New and improved roads, parking lots, and a partially-completed bike path greet visitors to the day-use area at Hoffmaster State Park
in Muskegon County. Completing this first phase of improvements is coupled with the closing of the park’s campground through the end of the year as additional improvements are made, including new water and sewer infrastructure, the completion of said bike path, and more.
Mitchell State Park
in Wexford County has new roads, parking lots, and jug fillers, among their improvements. Renovations of the toilet facilities are still to come.

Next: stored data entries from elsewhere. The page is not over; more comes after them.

PR #8119, opened 2017-11-28
Add parameter to dotnet-install to support pulling from private blob feeds

natemcmaster:
Typically this will only be used for internal customers when publishing dotnet-cli assets to private Azure blob feeds.

skip ci please

### DIFF
--- a/scripts/obtain/dotnet-install.ps1
+++ b/scripts/obtain/dotnet-install.ps1
@@ -203,10 +203,9 @@ function GetHTTPResponse([Uri] $Uri)
             # Default timeout for HttpClient is 100s.  For a 50 MB download this assumes 500 KB/s average, any less will time out
             # 10 minutes allows it to work over much slower connections.
             $HttpClient.Timeout = New-TimeSpan -Minutes 10
-            $ActualUri = if (($Uri -like "$AzureFeed*") -or ($Uri -like "$UncachedFeed*")) { "${Uri}${FeedCredential}" } else { $Uri }
-            $Response = $HttpClient.GetAsync($ActualUri).Result
+            $Response = $HttpClient.GetAsync("${Uri}${FeedCredential}").Result
             if (($Response -eq $null) -or (-not ($Response.IsSuccessStatusCode))) {
-                 # The feed credential is potential sensitive info. Do not log ActualUri to console output.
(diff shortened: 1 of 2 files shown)


johnbeisner:
@natemcmaster 
All changes of this type are merged into CLI:release/2.00 - please rebase to release/2.0.0

scripts/obtain/dotnet-install.ps1
```diff
@@ -200,8 +204,10 @@ function GetHTTPResponse([Uri] $Uri)
             # Default timeout for HttpClient is 100s.  For a 50 MB download this assumes 500 KB/s average, any less will time out
             # 10 minutes allows it to work over much slower connections.
             $HttpClient.Timeout = New-TimeSpan -Minutes 10
-            $Response = $HttpClient.GetAsync($Uri).Result
+            $ActualUri = if (($Uri -like "$AzureFeed*") -or ($Uri -like "$UncachedFeed*")) { "${Uri}${FeedCredential}" } else { $Uri }
```
johnbeisner: Why are we checking the $Uri here? Why would we not append the FeedCredential?

natemcmaster: Today, it is always appended. My thinking was that may not always be true. Since `function GetHTTPResponse` is a general-purpose method, I wanted to avoid the possibility of appending a query string to a URL that shouldn't have the token added.

But I'd be okay to drop this if you're not worried about it.

natemcmaster:
Rebased on release/2.0.0

scripts/obtain/dotnet-install.ps1
johnbeisner: I think we drop the check now; even though it 'may not always be true'. When that situation arises, then the dev should put in an appropriate check.

natemcmaster: Sounds good. Updated the PR to drop this check.

johnbeisner:
@dotnet-bot test please

johnbeisner:

johnbeisner:

johnbeisner:
@natemcmaster 
Are you merging this or is it proper that I merge this?

natemcmaster:
@johnbeisner you'll have to do it. I don't have push permissions to this repo. Thanks!

PR #8123, opened 2017-11-28
Writing a NuGet.config as part of the preparatory steps

ghost:


build/NugetConfigFile.targets
```diff
@@ -0,0 +1,58 @@
...
+      <NugetConfigHeader>
+        &lt;?xml version=&quot;1.0&quot; encoding=&quot;utf-8&quot;?&gt;
+        &lt;configuration&gt;
+        &lt;packageSources&gt;
+        &lt;!--To inherit the global NuGet package sources remove the &lt;clear/&gt; line below --&gt;
+        &lt;clear /&gt;
+      </NugetConfigHeader>
+
+      <NugetConfigFeedsPrivate>
+        &lt;add key=&quot;PrivateBlobFeed&quot; value=&quot;$(ExternalRestoreSources)&quot; /&gt;
```
dsplaisted: Can there be more than one external restore source?  If so, then this probably won't work.  If not, then the variable seems named incorrectly.

run-build.ps1
```diff
@@ -106,7 +106,7 @@ if ($NoBuild)
 }
 else
 {
-    dotnet msbuild build.proj /p:Architecture=$Architecture /p:GeneratePropsFile=true /t:WriteDynamicPropsToStaticPropsFiles
+    dotnet msbuild build.proj /p:Architecture=$Architecture /p:GeneratePropsFile=true /t:WriteDynamicPropsToStaticPropsFiles $ExtraParameters
```
dsplaisted: I think it was probably intentional that the extra parameters weren't passed to this invocation.  I'd suggest asking Livar about this.

build/NugetConfigFile.targets
```diff
@@ -0,0 +1,58 @@
...
+      </NugetConfigFeedsPrivate>
+      
+      <NugetConfigFeedsNormal>
+        &lt;add key=&quot;BlobFeed&quot; value=&quot;https://dotnetfeed.blob.core.windows.net/dotnet-core/index.json&quot; /&gt;
```
dsplaisted: You can probably make this prettier using `CDATA`, so you don't have to escape all the brackets.  See an example here: https://stackoverflow.com/a/2784200

mmitche (changes requested):
Seems reasonable, assuming the multiple restore sources issue is fixed.

johnbeisner:
@mmitche
@dsplaisted 
This should be finished now, please confirm.

mmitche (approved):

run-build.ps1
livarcocc: I don't remember why. But why do we need the extra parameters here? For the Extra restore sources? Should we make it explicit then?

run-build.ps1
```diff
@@ -80,16 +80,16 @@ $env:VSTEST_TRACE_BUILD=1
 # install a stage0
 $dotnetInstallPath = Join-Path $RepoRoot "scripts\obtain\dotnet-install.ps1"
 
-Write-Output "$dotnetInstallPath -Channel ""release/2.0.0"" -InstallDir $env:DOTNET_INSTALL_DIR -Architecture ""$Architecture"""
-Invoke-Expression "$dotnetInstallPath -Channel ""release/2.0.0"" -InstallDir $env:DOTNET_INSTALL_DIR -Architecture ""$Architecture"""
+Write-Output "$dotnetInstallPath -InstallDir $env:DOTNET_INSTALL_DIR -Architecture ""$Architecture"" -Channel ""release/2.0.0"""
```
livarcocc: Why the change here?

run-build.ps1
johnbeisner: The extra parameters needed in the 'GeneratePropsFile' step are: /p:ExternalRestoreSources & /p:DotNetBuildOffline - they are needed to control the content of the NuGet.config
When reviewing the properties now available to the 'GeneratePropsFile' step; I do not believe that the behavior of this pre-step would change.

run-build.ps1
johnbeisner: It's easier to read.

livarcocc (approved):

livarcocc (approved):

Issue #8436, opened 2018-01-20
Cannot install tool on macOS high sierra(temp fix merged)


dasMulli:
## Steps to reproduce

* Using `2.2.0-preview1-008000` on high sierra
* Create a console app targeting `netcoreapp2.1` and set `PackAsTool` property to `true`. (`sayhi.csproj`)
* Create a nuget.config file to add `dotnet-core` feed and a local folder for the produced nupkg file.
* Use `dotnet pack` to create a nupkg file from the tool app.
* Use `dotnet install tool -g --configfile $(pwd)/nuget.config sayhi`

## Expected  behavior

Installs the tool

## Actual behavior

Error that the package is not compatible with `netcoreapp2.1 (.NETCoreApp,Version=v2.1) / osx.10.13-x64` but only supports `netcoreapp2.1 (.NETCoreApp,Version=v2.1) / any`:

```
$ dotnet install tool -g --configfile $(pwd)/nuget.config sayhi
Install failed. Failed to download package:
NuGet returned:

Failed to restore package. 
WorkingDirectory: 
Arguments: restore /var/folders/b1/p_sdf_v932sfdvr0ccxt2gd80000gn/T/4zstq4rl.ya5/jaj1vnsm.wf1.csproj --configfile /Users/martin/tmp/toolstest/sayhi/nuget.config --runtime osx.10.13-x64 /p:BaseIntermediateOutputPath=\"/Users/martin/.dotnet/tools/sayhi/tn02uk3w.ykb\"
Output:   Restoring packages for /var/folders/b1/p_sdf_v932sfdvr0ccxt2gd80000gn/T/4zstq4rl.ya5/jaj1vnsm.wf1.csproj...
  Installing Microsoft.NETCore.Platforms 2.1.0-preview1-26116-01.
  Installing sayhi 1.0.0.
/var/folders/b1/p_sdf_v932sfdvr0ccxt2gd80000gn/T/4zstq4rl.ya5/jaj1vnsm.wf1.csproj : error NU1202: Package sayhi 1.0.0 is not compatible with netcoreapp2.1 (.NETCoreApp,Version=v2.1) / osx.10.13-x64. Package sayhi 1.0.0 supports: netcoreapp2.1 (.NETCoreApp,Version=v2.1) / any
  Restore failed in 1.26 sec for /var/folders/b1/p_sdf_v932sfdvr0ccxt2gd80000gn/T/4zstq4rl.ya5/jaj1vnsm.wf1.csproj.
```

[...]

PR #8437, opened 2018-01-21
[tools]MacOs HighSierra Fallback

wli3:
https://github.com/dotnet/cli/issues/8436

### DIFF
--- a/src/dotnet/commands/dotnet-install/dotnet-install-tool/ProjectRestorer.cs
+++ b/src/dotnet/commands/dotnet-install/dotnet-install-tool/ProjectRestorer.cs
@@ -38,7 +38,7 @@ namespace Microsoft.DotNet.Tools.Install.Tool
             argsToPassToRestore.AddRange(new List<string>
             {
                 "--runtime",
-                RuntimeEnvironment.GetRuntimeIdentifier(),
+                GetRuntimeIdentifierWithMacOsHighSierraFallback(),
                 $"/p:BaseIntermediateOutputPath={assetJsonOutput.ToQuotedString()}"
             });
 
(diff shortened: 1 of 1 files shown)


src/dotnet/commands/dotnet-install/dotnet-install-tool/ProjectRestorer.cs
```diff
@@ -56,5 +56,17 @@ internal class ProjectRestorer : IProjectRestorer
                         result.StartInfo.WorkingDirectory, result.StartInfo.Arguments, result.StdErr, result.StdOut));
             }
         }
+
+        // walk around for https://github.com/dotnet/corefx/issues/26488
+        // fallback osx.10.13 to osx
+        private static string GetRuntimeIdentifierWithMacOsHighSierraFallback()
+        {
+            if (RuntimeEnvironment.GetRuntimeIdentifier() == "osx.10.13-x64")
```
dasMulli: is this maybe a little too specific? when 10.14 comes out, we're probably going to have the same problems again..
What about testing for the Mac platform specifically?

wli3: This is a walkaround. The right fix should be wait until runtime.json have 10.13 in corefx, the same as when 10.14 come out in the future. Also I don’t think restore graph should not be a CLI concern, it should be in corefx. And tests are running in 10.12 machines. I do need to discuss with more people. Abort this walkaround and focus on runtime.json might be the right approach.

dasMulli: A problem here would be that the tool would need to be re-published with a new `Microsoft.NETCore.Platforms` package dependency for every new macOS version :(
Or is this dependency in the temp project? That would help.

tannergooding: I agree. With OSX in particular, there isn't a good way to downgrade if your backups are gone (that is, after 10.13 was published, all the 10.12 ISOs and install channels were removed).

We need a better story for handling it so that people don't wind up being unable to work after every minor revision change. (CC @KathleenDollard)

And Hartwick Pines State Park
in Crawford County welcomed a new roof on its chapel and another on the Hartwick Pines Logging Museum’s bunkhouse. Additional improvements, including electrical infrastructure and renovations to the visitor center and Memorial Building, are forthcoming.
What’s nearly done:
Bay City State Park, Straits State Park, and Porcupine Mountains Wilderness State Park each have significant projects expected to be completed soon. The state’s Building Michigan Together Plan website
offers up-to-date progress reports on each of the ARPA-funded State Park projects.
Why it’s important:
"These federal funds will allow us to deliver better, safer and more inviting visitor experiences and makes serious investments in infrastructure. With what's considered a short time frame to efficiently spend the funds for projects of this magnitude, our staff had to hit the ground running to prioritize needs and plan, bid and execute projects with contractors,” Ron Olson, DNR Parks and Recreation chief, says in a statement. "We are proud to say that we’ve seen several of these projects through to successful completion, and we’re excited to share this ARPA milestone – the first of many – with our visitors."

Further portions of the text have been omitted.